Osypuk claimed that Pavia led a program that catered to a select group of parents who used high-priced lawyers to gain excessive services for their children, and that she was hired to get expenses “under control.” She also claimed that legal fees went down while she was director, a statement that was not supported by legal bills, which show fees increased under Osypuk. Parents said this happened because they feared the frugal direction being taken by the district and sought private placement for their children.

During the special education crisis, Darien handled more requests for mediation in one year than it had in the previous two years combined, records show. The year before Osypuk came to Darien, there were 41 children placed out of district. By Oct. 1, 2013, only six months after parents filed a complaint alleging violations of federal special education law, that number increased to 58, the highest in at least four years.

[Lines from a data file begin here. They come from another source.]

PR #39, opened 2020-03-17
Fix enabled remote debugging mode in example compose-authz.yml

mstruk:

### DIFF
--- a/examples/docker/kafka-oauth-strimzi/compose-authz.yml
+++ b/examples/docker/kafka-oauth-strimzi/compose-authz.yml
@@ -11,14 +11,14 @@ services:
       - 9092:9092
 
       # javaagent debug port
-      - 5006:5006
+      #- 5006:5006
 
     environment:
 
       # Java Debug
-      KAFKA_DEBUG: y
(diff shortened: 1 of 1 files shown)


examples/docker/kafka-oauth-strimzi/compose-authz.yml
```diff
@@ -11,14 +11,14 @@ services:
...
 
     environment:
 
       # Java Debug
-      KAFKA_DEBUG: y
-      DEBUG_SUSPEND_FLAG: y
-      JAVA_DEBUG_PORT: 5006
+      #KAFKA_DEBUG: y
+      #DEBUG_SUSPEND_FLAG: y
+      #JAVA_DEBUG_PORT: 5006
```
ppatierno: maybe we need a comment like "uncomment following lines for enabling debugging ... "

mstruk: I think it should be obvious to everyone that removing hashes would activate these settings.
And I prefer to not add comments for obvious things.

PR #55, opened 2020-05-07
Fix scope support when refreshing the token + enhance examples and tests

mstruk:
The newly added `scope` support allows setting the `scope` parameter in a token request, which wasn't possible before. This PR addresses a tiny omission in initial `scope` support where authenticating with a refresh token (by setting oauth.refresh.token) didn't take `scope` configuration into account.

### DIFF
--- a/examples/kubernetes/kafka-oauth-single-spring.yaml
+++ b/examples/kubernetes/kafka-oauth-single-spring.yaml
@@ -1,0 +1,49 @@
+apiVersion: kafka.strimzi.io/v1beta1
+kind: Kafka
+metadata:
+  name: my-cluster
+spec:
+  kafka:
+    version: 2.4.1
+    replicas: 1
+    listeners:
+      plain:
+        authentication:
+          type: oauth
+          introspectionEndpointUri: http://spring:8080/oauth/check_token
+          clientId: kafka
+          clientSecret:
+            secretName: my-cluster-kafka-client-secret
+            key: secret
+          checkIssuer: false
+          accessTokenIsJwt: false
+          userNameClaim: user_name
+          fallbackUserNameClaim: client_id
+          fallbackUserNamePrefix: client-account-
+      tls: {}
+    logging:
+      type: inline
+      loggers:
+        log4j.logger.io.strimzi: "DEBUG"
+    config:
+      offsets.topic.replication.factor: 1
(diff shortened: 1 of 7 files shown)


examples/kubernetes/kafka-oauth-single-spring.yaml
```diff
@@ -0,0 +1,49 @@
+apiVersion: kafka.strimzi.io/v1beta1
+kind: Kafka
+metadata:
+  name: my-cluster
+spec:
+  kafka:
+    version: 2.4.1
```
scholzj, line 7: Should this have 2.5.0 as well?

examples/kubernetes/kafka-oauth-single-spring.yaml
```diff
@@ -0,0 +1,49 @@
...
+      tls: {}
+    logging:
+      type: inline
+      loggers:
+        log4j.logger.io.strimzi: "DEBUG"
+    config:
+      offsets.topic.replication.factor: 1
+      transaction.state.log.replication.factor: 1
+      transaction.state.log.min.isr: 1
+      log.message.format.version: "2.4"
```
scholzj, line 32: Should this have 2.5 as well?

scholzj:
This should be cherry-picked for 0.5.0 for RC2.

examples/kubernetes/kafka-oauth-single-spring.yaml
mstruk: I like to use different versions to increase the probability of catching compatibility problems that we may have missed. This should work with versions 2.4.0, 2.4.1, and 2.5.0, but not 2.3.0 because the latest image for that would not contain the latest operator any more.
The whole decision which of the supported versions to use in this place is rather non-deterministic :)
One benefit of using 2.5.0 might be to prod users to use the latest. OTOH, using older version makes it clear that you don't have to use the latest if for some reason you don't want to or you can't.

scholzj: Ok - If that was intentional to keep it as 2.4.1 I'm fine with it. It was not really clear from the PR. Thanks.

scholzj:
@strimzi/maintainers Can someone please review this PR with the bug fix found by Marko? Once approved, I can do the RC2 with this fix.

Issue #71, opened 2018-08-02
Scope all constants to root, or not?


Zegnat:
When I was checking `\` prefixes for #67 I saw the factory uses `\UPLOAD_ERR_OK`:

https://github.com/Nyholm/psr7/blob/36870acbf2ef440db6a072509afc92f5d4155d77/src/Factory/Psr17Factory.php#L41

Every other time constants are used, we seem to leave it up to PHP to figure out we want them from outside our own namespace. Here is `UPLOAD_ERR_OK`:

https://github.com/Nyholm/psr7/blob/90807bc10796287265f726e942bcbb2272fbc5b6/src/UploadedFile.php#L137

Is there some way to make StyleCI check this? Is it even important?

Nyholm:
Yes. Lets do `\` before each constant. 

FYI: https://github.com/php-fig/http-factory/issues/3

PR #74, opened 2018-08-02
Pin specific functions to root namespace for optimisation

Zegnat:
Further change coming out of #71, this specifies certain functions as coming from the root namespace.

Only functions on [this list of optimised functions](https://github.com/FriendsOfPHP/PHP-CS-Fixer/blob/b38da665fb73a25cdbc8311b439b7298fb50911c/src/Fixer/FunctionNotation/NativeFunctionInvocationFixer.php#L347-L394) have been prefixed.

### DIFF
--- a/src/MessageTrait.php
+++ b/src/MessageTrait.php
@@ -90,7 +90,7 @@ trait MessageTrait
 
     public function withAddedHeader($header, $value): self
     {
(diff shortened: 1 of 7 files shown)


Nyholm:
Excellent

PR #75, opened 2018-08-02
Code style fixes

Nyholm:
These fixes uses the new php_cs. 

They are just for decoration. No performance boost.

### DIFF
--- a/.php_cs
+++ b/.php_cs
@@ -1,7 +1,15 @@
 <?php
 
 $config = PhpCsFixer\Config::create()
-
+    ->setRules([
+        '@Symfony' => true,
+        '@Symfony:risky' => true,
+        'array_syntax' => array('syntax' => 'short'),
+        'native_function_invocation' => true,
+        'ordered_imports' => true,
+        'declare_strict_types' => true,
+        'single_import_per_statement' => false,
+    ])
     ->setFinder(
         PhpCsFixer\Finder::create()
             ->in(__DIR__.'/src')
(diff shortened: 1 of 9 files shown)


Zegnat:
Can we get PHP_CodeSniffer added to the composer.json? Maybe also add it as a `script`? Cf. [PHP League Skeleton](https://github.com/thephpleague/skeleton/blob/04ab224bf800e6236e1ead3910b2a2aaa02a15a5/composer.json#L38-L39):

```json
        "check-style": "phpcs -p --standard=PSR2 --runtime-set ignore_errors_on_exit 1 --runtime-set ignore_warnings_on_exit 1 src tests",
        "fix-style": "phpcbf -p --standard=PSR2 --runtime-set ignore_errors_on_exit 1 --runtime-set ignore_warnings_on_exit 1 src tests"
```

Nyholm:
I do not mind having it as a composer script. But Im not super exited to put PHP_CodeSniffer as a dependency. It is just a tool, not something we need to run our code or our tests.

Zegnat:
I am one of those strange people who doesn’t have PHPUnit or PHP_CodeSniffer installed globally on his system, so I might just be projecting whatever I feel like is the path of least resistance. Haha.

If you don’t feel like it belongs together with tests (even though all PRs get a style check by StyleCI already), don’t add it to the file. I don’t feel strongly either way, so if you aren’t excited lets ignore it :+1:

Wood is the eighth top-level administrator to resign or retire amid the special education problems. Antoinette Fornshell, formerly a literacy coordinator in Darien, resigned soon after the state’s investigation completed last year to also work in Greenwich.

Boccanfuso, principal at Middlesex Middle School, wrote that Wood is a problem solver who puts children first.

“She has true strength in dealing with the facts, sharing concerns, then problem solving to a point where all members of the discussion feel heard and realize that a productive outcome is the goal,” wrote Boccanfuso, who shared president duties of the administrators union with Wood last year.

“Carleen objectively looks at what students need in the classroom and is often the first one to roll up her sleeves and offer her help and support in every way possible so that every child benefits…” Boccanfuso continued.